Do you still miss your office?

A year after the pandemic made us work from home, let’s revisit what our workplace meant to us
  • Offices were originally created as spaces for work, but they evolved over time to combine work and socializing, quite seamlessly
  • Photo: iStockPremium
    Photo: iStock

    Almost a year ago, our offices suddenly closed, and many of us were locked inside the home. Work-from-home (WFH) became the norm. Initially, there was much excitement about video calls, increased productivity and how wonderful it was to skip the long office commute. A few months later, the conversation changed. We had discussions around Zoom fatigue, blurring of work-life boundaries, and whether team culture was getting affected when people did not sit and work together.

    Now, many offices have reopened. As vaccines hold hope for the end of the covid-19 pandemic, discussion has begun around workplaces of the future and what they would look like.

    We will await the outcomes of these learned deliberations. Meanwhile, the first anniversary of the work-from-home life is a good time to reflect on what our offices really meant to us.

    Remember those quick chats?

    Offices were originally created as spaces for work, but they evolved over time to combine work and socializing, quite seamlessly. Our workplaces provide a structured environment to work in, but then there are also the quick catch-ups during tea break, light-hearted banter with teammates sitting next to you, and walking across to your best friend’s desk to talk about plans for the weekend.

    Offices are fertile ground for pleasurable social interactions, which help us refresh ourselves, throughout the day. While working from home, we can try to recreate such socializing by telephoning colleagues for quick personal conversations, or by setting up occasional meetings in nearby cafés, but we know it’s not really the same.

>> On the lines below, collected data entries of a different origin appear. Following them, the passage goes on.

PR #3761, opened 2020-10-12
Fix NPE, maxDepth default to zero instead of null when args is empty

dazito:
Fix a null pointer exception in `GeminiStreamingMarketDataService` class, method `getOrderBook` caused by when `Object... args` is empty it will set `maxDepth` to null which would throw a NPE when we call `GeminiAdaptersX.toOrderbook(geminiOrderbook, maxDepth, new Date())` at the return for `getOrderBook`.

`toOrderBook` method signature is: `public static OrderBook toOrderbook(GeminiOrderbook geminiOrderbook, int maxLevels, Date timestamp)`

`maxLevels` is a primitive int, passing in a null here throws a NPE.

In the fix, instead of setting `maxDepth` to null we set it to zero.

### DIFF
--- a/xchange-stream-gemini/src/main/java/info/bitrich/xchangestream/gemini/GeminiStreamingMarketDataService.java
+++ b/xchange-stream-gemini/src/main/java/info/bitrich/xchangestream/gemini/GeminiStreamingMarketDataService.java
@@ -57,7 +57,7 @@ public class GeminiStreamingMarketDataService implements StreamingMarketDataServ
   @Override
   public Observable<OrderBook> getOrderBook(CurrencyPair currencyPair, Object... args) {
 
-    Integer maxDepth = args.length > 0 ? (Integer) args[0] : null;
+    int maxDepth = args.length > 0 ? (int) args[0] : 0;
 
     Observable<GeminiOrderbook> subscribedOrderbookSnapshot =
         service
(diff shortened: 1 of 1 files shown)


xchange-stream-gemini/src/main/java/info/bitrich/xchangestream/gemini/GeminiStreamingMarketDataService.java
```diff
@@ -57,7 +57,7 @@ private boolean filterEventsByReason(JsonNode message, String type, String reaso
   @Override
   public Observable<OrderBook> getOrderBook(CurrencyPair currencyPair, Object... args) {
 
-    Integer maxDepth = args.length > 0 ? (Integer) args[0] : null;
+    int maxDepth = args.length > 0 ? (int) args[0] : 0;
```
badgerwithagun, line 60: args[0] could be null. How about something like

```
int maxDepth = (int) MoreObjects.firstNonNull(args.length > 0 ? args[0] : null, 0);
```

dazito: Yes, makes sense. I will push the changes in a minute.

badgerwithagun (approved):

    Or those in-person meetings?

    Zoom meetings and their likes are the product of marvellous technology but they simply cannot replace having colleagues in front of you in a real meeting room. If you need to listen deeply to your teammates, you need to observe them too. The changes in facial expressions, the tone of voice or overall body language, all say a lot about what is really being conveyed during a conversation.

    These nuances are difficult to catch on a video call from home, where people are reduced to small clinical squares on the computer screen. What’s more, one has to cope with all the ambient household noise, or even a pet dog running in. Even if WFH does become the post-pandemic norm in some offices, there is no doubt that occasional meetings in office will be essential, particularly for important or sensitive discussions.

    Watercooler talks

    You meet a colleague at the photocopy machine or a watercooler in office, and a new idea suddenly springs up during the conversation. A chance lunchtime conversation at the canteen with a senior colleague throws up a new project opportunity which appears hugely exciting, and may actually lead to an interesting career move that you can pursue.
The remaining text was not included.